Task requirements:
Find every line with the string "they" in the material below and copy it.

Input for this task:
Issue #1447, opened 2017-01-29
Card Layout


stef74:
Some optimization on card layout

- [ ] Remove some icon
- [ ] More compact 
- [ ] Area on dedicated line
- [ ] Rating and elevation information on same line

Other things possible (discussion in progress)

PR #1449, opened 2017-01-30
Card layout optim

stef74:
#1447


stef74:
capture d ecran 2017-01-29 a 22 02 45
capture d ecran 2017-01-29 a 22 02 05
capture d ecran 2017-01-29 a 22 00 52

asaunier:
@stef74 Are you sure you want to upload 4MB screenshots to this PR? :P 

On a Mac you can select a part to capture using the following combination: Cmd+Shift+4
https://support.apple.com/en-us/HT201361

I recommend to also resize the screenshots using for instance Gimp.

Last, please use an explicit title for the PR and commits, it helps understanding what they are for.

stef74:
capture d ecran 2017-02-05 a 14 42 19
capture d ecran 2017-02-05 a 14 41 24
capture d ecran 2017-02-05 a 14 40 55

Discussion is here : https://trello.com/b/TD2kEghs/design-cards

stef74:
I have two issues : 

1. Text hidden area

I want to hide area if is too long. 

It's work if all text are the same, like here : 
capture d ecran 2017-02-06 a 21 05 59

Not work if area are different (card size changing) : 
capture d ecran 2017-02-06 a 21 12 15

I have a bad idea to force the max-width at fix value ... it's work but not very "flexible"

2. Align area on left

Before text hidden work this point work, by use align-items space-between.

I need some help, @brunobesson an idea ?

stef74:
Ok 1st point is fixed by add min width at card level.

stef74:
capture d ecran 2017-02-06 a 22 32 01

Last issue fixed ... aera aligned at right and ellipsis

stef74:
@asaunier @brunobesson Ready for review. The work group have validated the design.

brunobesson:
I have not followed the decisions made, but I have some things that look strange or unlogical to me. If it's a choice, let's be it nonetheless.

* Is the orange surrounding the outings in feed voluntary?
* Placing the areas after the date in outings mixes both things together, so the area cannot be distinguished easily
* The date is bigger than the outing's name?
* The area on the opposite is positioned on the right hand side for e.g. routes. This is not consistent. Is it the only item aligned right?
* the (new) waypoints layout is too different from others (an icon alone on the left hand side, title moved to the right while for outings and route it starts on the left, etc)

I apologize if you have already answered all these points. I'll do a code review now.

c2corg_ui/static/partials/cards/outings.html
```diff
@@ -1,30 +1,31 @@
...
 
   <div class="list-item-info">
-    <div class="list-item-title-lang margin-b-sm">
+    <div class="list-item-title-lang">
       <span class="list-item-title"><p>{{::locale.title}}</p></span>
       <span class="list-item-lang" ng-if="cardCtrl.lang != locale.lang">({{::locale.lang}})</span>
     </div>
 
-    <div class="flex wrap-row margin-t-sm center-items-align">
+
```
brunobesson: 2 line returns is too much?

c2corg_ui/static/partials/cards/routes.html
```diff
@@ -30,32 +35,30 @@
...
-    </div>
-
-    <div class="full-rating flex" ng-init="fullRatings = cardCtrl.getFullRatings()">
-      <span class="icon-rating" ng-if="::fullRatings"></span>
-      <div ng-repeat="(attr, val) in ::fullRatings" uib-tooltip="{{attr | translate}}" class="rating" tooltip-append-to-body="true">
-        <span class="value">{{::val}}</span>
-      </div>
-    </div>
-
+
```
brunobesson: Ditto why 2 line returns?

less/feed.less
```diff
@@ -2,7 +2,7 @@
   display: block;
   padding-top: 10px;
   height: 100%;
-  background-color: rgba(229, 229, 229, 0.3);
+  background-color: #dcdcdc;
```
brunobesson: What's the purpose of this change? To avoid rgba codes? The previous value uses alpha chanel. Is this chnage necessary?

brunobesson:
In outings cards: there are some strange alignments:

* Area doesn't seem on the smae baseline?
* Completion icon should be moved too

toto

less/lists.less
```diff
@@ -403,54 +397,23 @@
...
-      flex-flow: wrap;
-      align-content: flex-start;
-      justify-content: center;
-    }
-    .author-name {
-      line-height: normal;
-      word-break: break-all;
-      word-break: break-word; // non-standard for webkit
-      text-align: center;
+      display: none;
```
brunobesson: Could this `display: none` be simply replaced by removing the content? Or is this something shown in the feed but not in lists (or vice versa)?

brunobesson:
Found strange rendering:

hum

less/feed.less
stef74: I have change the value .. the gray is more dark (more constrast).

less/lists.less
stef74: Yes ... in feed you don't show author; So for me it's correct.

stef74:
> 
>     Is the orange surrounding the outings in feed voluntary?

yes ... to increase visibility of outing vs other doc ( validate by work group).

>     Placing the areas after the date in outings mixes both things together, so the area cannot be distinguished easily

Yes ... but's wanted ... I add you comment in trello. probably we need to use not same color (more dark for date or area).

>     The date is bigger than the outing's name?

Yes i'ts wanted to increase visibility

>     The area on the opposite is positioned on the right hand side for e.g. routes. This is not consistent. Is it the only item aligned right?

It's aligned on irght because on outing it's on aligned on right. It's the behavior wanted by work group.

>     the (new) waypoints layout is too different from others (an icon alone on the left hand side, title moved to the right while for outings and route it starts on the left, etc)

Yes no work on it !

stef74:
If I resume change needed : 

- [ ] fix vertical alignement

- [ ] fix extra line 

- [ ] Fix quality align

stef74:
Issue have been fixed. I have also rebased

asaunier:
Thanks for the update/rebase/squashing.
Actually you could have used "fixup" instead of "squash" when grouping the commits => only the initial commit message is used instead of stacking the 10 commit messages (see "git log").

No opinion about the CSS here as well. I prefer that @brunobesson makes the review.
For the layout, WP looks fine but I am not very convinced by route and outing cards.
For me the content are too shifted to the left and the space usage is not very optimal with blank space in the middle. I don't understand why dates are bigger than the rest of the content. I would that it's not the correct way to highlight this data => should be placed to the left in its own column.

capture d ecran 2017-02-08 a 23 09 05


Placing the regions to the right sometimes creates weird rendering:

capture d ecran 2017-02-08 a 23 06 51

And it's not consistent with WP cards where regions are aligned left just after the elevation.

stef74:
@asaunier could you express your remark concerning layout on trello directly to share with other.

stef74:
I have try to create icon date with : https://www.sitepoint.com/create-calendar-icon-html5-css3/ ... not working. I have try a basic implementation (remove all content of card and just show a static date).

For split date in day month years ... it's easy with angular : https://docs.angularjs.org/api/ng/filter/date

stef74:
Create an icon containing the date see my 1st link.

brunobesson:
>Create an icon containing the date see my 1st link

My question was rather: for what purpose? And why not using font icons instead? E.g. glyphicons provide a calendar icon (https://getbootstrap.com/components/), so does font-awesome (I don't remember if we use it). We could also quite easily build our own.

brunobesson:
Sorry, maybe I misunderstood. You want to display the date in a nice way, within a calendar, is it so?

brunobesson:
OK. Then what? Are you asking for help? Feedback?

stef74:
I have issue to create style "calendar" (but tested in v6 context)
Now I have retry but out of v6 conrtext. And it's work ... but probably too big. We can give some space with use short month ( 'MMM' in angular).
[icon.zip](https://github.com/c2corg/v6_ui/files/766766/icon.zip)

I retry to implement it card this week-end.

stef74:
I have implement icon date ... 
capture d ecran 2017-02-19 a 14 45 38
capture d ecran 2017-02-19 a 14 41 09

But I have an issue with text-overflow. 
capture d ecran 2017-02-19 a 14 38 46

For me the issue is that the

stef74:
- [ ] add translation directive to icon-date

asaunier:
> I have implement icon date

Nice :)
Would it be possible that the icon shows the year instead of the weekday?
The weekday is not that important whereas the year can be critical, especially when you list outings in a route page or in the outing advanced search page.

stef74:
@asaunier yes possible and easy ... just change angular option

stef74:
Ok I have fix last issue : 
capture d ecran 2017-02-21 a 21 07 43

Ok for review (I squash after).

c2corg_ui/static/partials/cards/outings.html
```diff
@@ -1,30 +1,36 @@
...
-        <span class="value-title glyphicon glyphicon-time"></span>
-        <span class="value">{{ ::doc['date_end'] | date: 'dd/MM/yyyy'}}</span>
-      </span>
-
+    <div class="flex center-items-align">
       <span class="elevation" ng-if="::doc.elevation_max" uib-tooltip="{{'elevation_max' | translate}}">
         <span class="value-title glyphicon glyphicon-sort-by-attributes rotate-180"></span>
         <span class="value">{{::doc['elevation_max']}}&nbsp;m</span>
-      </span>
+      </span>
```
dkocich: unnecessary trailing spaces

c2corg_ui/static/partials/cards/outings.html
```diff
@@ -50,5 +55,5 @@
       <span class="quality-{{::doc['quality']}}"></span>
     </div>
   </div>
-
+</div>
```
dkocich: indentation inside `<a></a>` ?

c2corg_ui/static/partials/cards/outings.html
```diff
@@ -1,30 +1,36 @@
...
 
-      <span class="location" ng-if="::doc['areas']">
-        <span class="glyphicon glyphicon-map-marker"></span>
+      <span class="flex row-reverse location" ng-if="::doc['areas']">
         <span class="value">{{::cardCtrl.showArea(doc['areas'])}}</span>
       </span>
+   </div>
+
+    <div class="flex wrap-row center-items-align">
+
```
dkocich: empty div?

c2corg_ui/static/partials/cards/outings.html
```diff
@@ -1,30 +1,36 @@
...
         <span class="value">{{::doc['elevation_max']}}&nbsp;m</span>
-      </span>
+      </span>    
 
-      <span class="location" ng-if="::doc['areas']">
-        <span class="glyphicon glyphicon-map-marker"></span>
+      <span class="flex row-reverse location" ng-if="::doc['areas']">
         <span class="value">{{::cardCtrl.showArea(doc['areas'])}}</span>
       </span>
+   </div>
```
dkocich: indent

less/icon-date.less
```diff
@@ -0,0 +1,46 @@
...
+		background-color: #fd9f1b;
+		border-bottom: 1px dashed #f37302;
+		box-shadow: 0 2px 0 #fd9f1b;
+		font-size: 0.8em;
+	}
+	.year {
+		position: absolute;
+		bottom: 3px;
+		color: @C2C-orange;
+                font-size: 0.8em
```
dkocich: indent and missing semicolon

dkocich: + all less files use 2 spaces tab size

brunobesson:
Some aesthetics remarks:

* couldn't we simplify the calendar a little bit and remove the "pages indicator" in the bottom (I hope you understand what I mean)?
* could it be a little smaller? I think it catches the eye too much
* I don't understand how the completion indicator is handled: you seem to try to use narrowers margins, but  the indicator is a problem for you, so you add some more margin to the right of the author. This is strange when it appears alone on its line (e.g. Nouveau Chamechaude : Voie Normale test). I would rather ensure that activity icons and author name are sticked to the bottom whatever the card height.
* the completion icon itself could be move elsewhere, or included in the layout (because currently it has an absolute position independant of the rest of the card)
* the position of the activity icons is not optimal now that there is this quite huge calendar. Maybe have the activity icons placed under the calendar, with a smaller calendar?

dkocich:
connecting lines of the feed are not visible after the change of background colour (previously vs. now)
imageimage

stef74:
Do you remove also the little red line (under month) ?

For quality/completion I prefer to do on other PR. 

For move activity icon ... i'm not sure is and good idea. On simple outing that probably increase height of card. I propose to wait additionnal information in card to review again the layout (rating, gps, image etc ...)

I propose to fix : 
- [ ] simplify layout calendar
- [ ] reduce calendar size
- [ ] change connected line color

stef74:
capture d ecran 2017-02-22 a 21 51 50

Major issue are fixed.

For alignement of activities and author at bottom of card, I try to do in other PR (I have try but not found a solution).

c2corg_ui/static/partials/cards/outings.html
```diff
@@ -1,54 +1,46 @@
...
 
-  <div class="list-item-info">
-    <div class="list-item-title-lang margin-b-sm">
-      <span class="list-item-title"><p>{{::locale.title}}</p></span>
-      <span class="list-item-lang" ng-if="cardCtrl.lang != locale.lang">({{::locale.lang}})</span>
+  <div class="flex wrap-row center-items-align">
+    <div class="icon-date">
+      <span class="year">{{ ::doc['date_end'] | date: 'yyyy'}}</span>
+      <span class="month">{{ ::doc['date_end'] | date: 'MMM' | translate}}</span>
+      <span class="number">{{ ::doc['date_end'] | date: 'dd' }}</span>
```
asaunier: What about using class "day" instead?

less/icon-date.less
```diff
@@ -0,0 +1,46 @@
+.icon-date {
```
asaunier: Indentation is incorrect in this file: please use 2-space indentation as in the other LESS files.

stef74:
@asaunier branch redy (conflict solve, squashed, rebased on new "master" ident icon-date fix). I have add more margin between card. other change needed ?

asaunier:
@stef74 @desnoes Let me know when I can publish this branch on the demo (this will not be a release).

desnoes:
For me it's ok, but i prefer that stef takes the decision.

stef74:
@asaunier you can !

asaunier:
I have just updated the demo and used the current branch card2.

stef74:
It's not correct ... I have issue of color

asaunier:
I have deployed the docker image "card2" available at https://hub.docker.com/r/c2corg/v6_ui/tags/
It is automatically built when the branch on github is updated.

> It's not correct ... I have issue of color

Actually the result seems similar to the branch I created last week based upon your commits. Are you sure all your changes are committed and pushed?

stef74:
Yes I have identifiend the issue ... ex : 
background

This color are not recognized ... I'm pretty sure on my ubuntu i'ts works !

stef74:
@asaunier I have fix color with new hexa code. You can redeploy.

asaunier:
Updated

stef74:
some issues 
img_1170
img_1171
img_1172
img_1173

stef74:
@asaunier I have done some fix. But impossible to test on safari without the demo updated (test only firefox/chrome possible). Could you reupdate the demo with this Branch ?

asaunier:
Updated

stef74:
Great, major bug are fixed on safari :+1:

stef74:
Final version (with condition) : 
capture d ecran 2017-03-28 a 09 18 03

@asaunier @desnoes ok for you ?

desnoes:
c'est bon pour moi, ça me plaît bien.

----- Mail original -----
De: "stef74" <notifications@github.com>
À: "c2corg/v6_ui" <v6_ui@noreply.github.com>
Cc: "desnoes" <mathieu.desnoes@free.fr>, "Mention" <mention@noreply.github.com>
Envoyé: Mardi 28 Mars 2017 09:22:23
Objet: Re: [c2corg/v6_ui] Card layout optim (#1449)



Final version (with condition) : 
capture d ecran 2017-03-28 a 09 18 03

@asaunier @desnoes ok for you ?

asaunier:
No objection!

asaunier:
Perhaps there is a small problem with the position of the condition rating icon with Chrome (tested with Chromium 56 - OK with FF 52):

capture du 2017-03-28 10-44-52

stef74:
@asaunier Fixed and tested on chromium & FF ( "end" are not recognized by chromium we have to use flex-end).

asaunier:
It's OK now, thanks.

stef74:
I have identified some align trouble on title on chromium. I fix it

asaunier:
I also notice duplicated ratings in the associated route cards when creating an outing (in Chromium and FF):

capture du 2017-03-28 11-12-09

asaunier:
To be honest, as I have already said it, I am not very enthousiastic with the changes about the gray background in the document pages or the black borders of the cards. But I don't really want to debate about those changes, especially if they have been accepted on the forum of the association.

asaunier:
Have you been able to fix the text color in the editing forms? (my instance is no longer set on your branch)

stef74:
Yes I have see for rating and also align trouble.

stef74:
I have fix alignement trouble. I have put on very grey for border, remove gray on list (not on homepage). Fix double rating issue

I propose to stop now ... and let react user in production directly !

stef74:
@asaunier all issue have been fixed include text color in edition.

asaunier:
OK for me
* * *
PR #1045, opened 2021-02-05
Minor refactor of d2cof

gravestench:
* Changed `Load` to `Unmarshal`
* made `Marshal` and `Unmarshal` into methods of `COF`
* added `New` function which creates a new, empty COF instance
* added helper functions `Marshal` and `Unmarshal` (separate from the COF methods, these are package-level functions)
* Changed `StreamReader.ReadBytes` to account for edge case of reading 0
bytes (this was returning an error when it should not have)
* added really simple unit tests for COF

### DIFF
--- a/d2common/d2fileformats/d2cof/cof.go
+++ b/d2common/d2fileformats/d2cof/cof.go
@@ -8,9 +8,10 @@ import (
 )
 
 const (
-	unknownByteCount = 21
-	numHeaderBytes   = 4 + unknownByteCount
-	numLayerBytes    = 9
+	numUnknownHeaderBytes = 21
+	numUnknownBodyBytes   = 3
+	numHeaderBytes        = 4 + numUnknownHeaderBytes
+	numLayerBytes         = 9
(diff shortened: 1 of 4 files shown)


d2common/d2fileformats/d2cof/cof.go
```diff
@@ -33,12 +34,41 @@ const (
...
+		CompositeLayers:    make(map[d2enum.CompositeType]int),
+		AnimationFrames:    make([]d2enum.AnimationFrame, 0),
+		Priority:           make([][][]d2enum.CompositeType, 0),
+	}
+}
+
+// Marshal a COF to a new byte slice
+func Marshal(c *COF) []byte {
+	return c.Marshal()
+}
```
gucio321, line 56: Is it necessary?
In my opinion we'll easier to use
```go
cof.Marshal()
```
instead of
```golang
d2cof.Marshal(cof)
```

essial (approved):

Output for this task:
Last, please use an explicit title for the PR and commits, it helps understanding what they are for.
To be honest, as I have already said it, I am not very enthousiastic with the changes about the gray background in the document pages or the black borders of the cards. But I don't really want to debate about those changes, especially if they have been accepted on the forum of the association.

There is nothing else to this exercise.